You'll get pool service at the timeshare side 
http://residences.fourseasons.com/r...ices_and_amenities/resort_amenities/swimming/


----------



## LAX Mom (May 12, 2009)

I've stayed there several times, but usually during slow seasons. The pool attendants have offered ice water in a cup and occasionally a sample size of fruit or smoothie. The freebies were very limited, but then the pool wasn't that busy. I've never been offered a chilled towel, Evian spritz or delicious icy treats at the Four Seasons residence club pools.  

They will certainly bring you any drinks, sandwiches/salads, etc. from the menu. The menu prices weren't cheap, but the food was good.


----------



## JulieAB (May 12, 2009)

What about the beach service and shuttle they have for the hotel guests?  Do t/s guests have to haul their own butts and gear there?


----------



## JulieAB (May 12, 2009)

Eek!  Just called and internet is $10 a day in the rooms!


----------



## happymum (May 12, 2009)

LAX Mom said:


> I've never been offered a chilled towel, Evian spritz or delicious icy treats at the Four Seasons residence club pools.

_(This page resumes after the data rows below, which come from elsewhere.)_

PR #95, opened 2026-04-07
chore: upgrade data-designer to 0.5.5

### LINKED ISSUE #87: feat: upgrade data-designer to 0.5.4 release
### Priority Level

Medium

## Context

Anonymizer currently pins `data-designer==0.5.0`. DataDesigner v0.5.4 adds an
async engine (`async/async-facade` branch):

- Async model facade (`acompletion`, `agenerate_text_embeddings`, `agenerate`)
- `AsyncConcurrentExecutor` with native asyncio `TaskGroup` + `Semaphore`
- Opt-in via `DATA_DESIGNER_ASYNC_ENGINE=1` (sync path remains the default)

## What to do

1. Bump `pyproject.toml` dependency from `data-designer==0.5.0` to `data-designer==0.5.4`
2. Update `NddAdapter.run_workflow` to use the async path (or verify it works
   transparently with the env-var opt-in)
3. Evaluate whether the multi-step rewrite pipeline (detection, disposition,
   rewrite, evaluation, repair) can run workflow steps concurrently via the async executor

## Why

The rewrite pipeline currently runs each NDD workflow synchronously through
`DataDesigner.create()` / `.preview()`. The async engine allows concurrent
LLM calls within each workflow step, reducing end-to-end latency for
large-batch anonymization runs.

## Blocked on

- [ ] DataDesigner v0.5.4 released

_No response_

### Dependencies

_No response_

andreatnvidia:
## Summary

- Bump `data-designer` from 0.5.0 to 0.5.5
- Work around a logging regression introduced in DD 0.5.5 (NVIDIA-NeMo/DataDesigner#388): DD's `_initialize_interface_runtime()` now calls `configure_logging()` during `DataDesigner.__init__()`, which overwrites the `data_designer` logger level and noisy-logger suppression that Anonymizer sets up. We re-apply our logger levels after constructing `DataDesigner` via `reapply_log_levels()`.
- Clean up `tests_e2e/test_e2e.py` (see below)

Closes #87

## E2E test changes

The original e2e test was a script that ran the full pipeline on all 25 records with debug logging. In practice this took 15+ minutes, produced very verbose output, and had no assertions - making it hard to tell whether things were passing or stuck.

Changes:
- **Fixed broken data path** (`docs/notebook_source/data/` no longer exists, data moved to `docs/data/`)
- **Preview only (3 records)** instead of preview + full run on all 25 records. The preview exercises the same code paths (detection, validation, augmentation, rewrite, evaluation, repair) - the only difference is DD's `preview()` vs `create()`, which is a DD concern, not Anonymizer's.
- **Default logging** instead of debug - less noise, progress is still visible via INFO-level stage markers
- **Added assertions** on output (records returned > 0, expected rewrite columns present)
- **Kept it as a script** (not pytest) so logs stream live - important for a multi-minute LLM-backed test where you need to see progress
- Updated Makefile `test-e2e` target to run the script directly

## Test plan

- [x] 516 unit tests pass
- [x] E2e smoke test passes (3 records, 0 failures, ~6 min)
- [x] Verified logging fix: `data_designer` logger stays at WARNING after `Anonymizer()` init

### DIFF
--- a/pyproject.toml
+++ b/pyproject.toml
@@ -7,7 +7,7 @@ requires-python = ">=3.11"
 license = "Apache-2.0"
 
 dependencies = [
-    "data-designer==0.5.0",
+    "data-designer==0.5.5",
     "pydantic>=2.9,<3",
     "cyclopts>=3",
     "pygments>=2.20.0",
--- a/src/anonymizer/interface/anonymizer.py
+++ b/src/anonymizer/interface/anonymizer.py
@@ -98,11 +98,14 @@ class Anonymizer:
         logger.info(LOG_INDENT + "✅ validator: %s", det.entity_validator)
         logger.info(LOG_INDENT + "🧩 augmenter: %s", det.entity_augmenter)
 
-        self._data_designer = data_designer or DataDesigner(
-            artifact_path=resolved_artifact_path,
-            model_providers=_resolve_model_providers(model_providers),
-        )
-        reapply_log_levels()
+        if data_designer is not None:
+            self._data_designer = data_designer
+        else:
+            self._data_designer = DataDesigner(
+                artifact_path=resolved_artifact_path,
+                model_providers=_resolve_model_providers(model_providers),
+            )
+            reapply_log_levels()
         self._adapter = NddAdapter(data_designer=self._data_designer)
         self._detection_workflow = detection_workflow or EntityDetectionWorkflow(adapter=self._adapter)
         self._replace_runner = replace_runner or ReplacementWorkflow(
--- a/src/anonymizer/interface/anonymizer.py
+++ b/src/anonymizer/interface/anonymizer.py
@@ -41,7 +41,7 @@ from anonymizer.engine.replace.replace_runner import ReplacementWorkflow
 from anonymizer.engine.rewrite.rewrite_workflow import RewriteWorkflow
 from anonymizer.interface.errors import InvalidConfigError
 from anonymizer.interface.results import AnonymizerResult, PreviewResult
-from anonymizer.logging import LOG_INDENT, configure_logging
+from anonymizer.logging import LOG_INDENT, configure_logging, reapply_log_levels
 
 if TYPE_CHECKING:
     import pandas as pd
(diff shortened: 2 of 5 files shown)


lipikaramaswamy:
The `data-designer` 0.5.5 workaround makes sense, but I wanted to flag one thing based on the logging contract we established in the original logging PR. My understanding from that discussion was that `Anonymizer()` should try to avoid invasive logging side effects, and that `configure_logging(enabled=False)` was added specifically to give callers a clean opt-out when they already manage logging themselves.

So thinking about the global-state interaction here -- `configure_logging(enabled=False)` sets `_configured` without clearing or updating `_active_config`, and `Anonymizer.__init__()` now unconditionally calls `reapply_log_levels()`. In a long-lived process, that means constructing `Anonymizer()` can still mutate `data_designer` / noisy logger levels based on stale prior config even when the caller opted out of Anonymizer-managed logging.

One possible workaround would be to scope `reapply_log_levels()` to the branch where `Anonymizer` creates the `DataDesigner` itself, instead of calling it unconditionally. That would avoid overriding logger state for callers who opt out of Anonymizer-managed logging or pass in their own preconfigured runtime. I’d also consider making `reapply_log_levels()` a no-op unless logging was explicitly configured with `enabled=True`, and adding a unit test for the `configure_logging(enabled=False)` path so we know stale global config can’t leak into later `Anonymizer()` construction.

lipikaramaswamy:
Also, 
## Related Issues
Closes #87

andreatnvidia:
@lipikaramaswamy Good catch — you're right that the notebook/long-lived process scenario makes this a real concern.

Addressed in the latest push:

1. `configure_logging(enabled=False)` now clears `_active_config`, so `reapply_log_levels()` can't act on stale prior config
2. `reapply_log_levels()` is now scoped to the branch where Anonymizer creates its own DataDesigner — skipped when a pre-configured instance is passed in
3. Added `test_enabled_false_clears_active_config` covering the stale-config path

lipikaramaswamy (approved):
lgtm, thanks!!

lipikaramaswamy:
~Actually sorry, hold on, e2e test ran with errors.~

Never mind, I had set DATA_DESIGNER_ASYNC_ENGINE=1 🙃 All good without that envvar. I will go ahead and merge.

I have heard of small containers of Häagen-Dazs or frozen fruit skewers being offered at Troon. (as well as the ice water and cool cloths).
I look forward to finding out for myself!


----------



## LAX Mom (May 12, 2009)

JulieAB said:


> What about the beach service and shuttle they have for the hotel guests?  Do t/s guests have to haul their own butts and gear there?



Four Seasons Aviara is quite a drive (several miles) from the beach. No shuttle is offered for hotel or timeshare guests. 

There is a shuttle that runs between the residence club (both Meadows and Summit), the hotel and the golf course.


----------



## LAX Mom (May 12, 2009)

JulieAB said:


> Eek!  Just called and internet is $10 a day in the rooms!


At Aviara there is a computer you can use in the Residence Club check-in lobby (Meadows section) and another in the Summits building by the pool. There was a business center in the hotel with 4 computers, no charge unless you needed to print something. 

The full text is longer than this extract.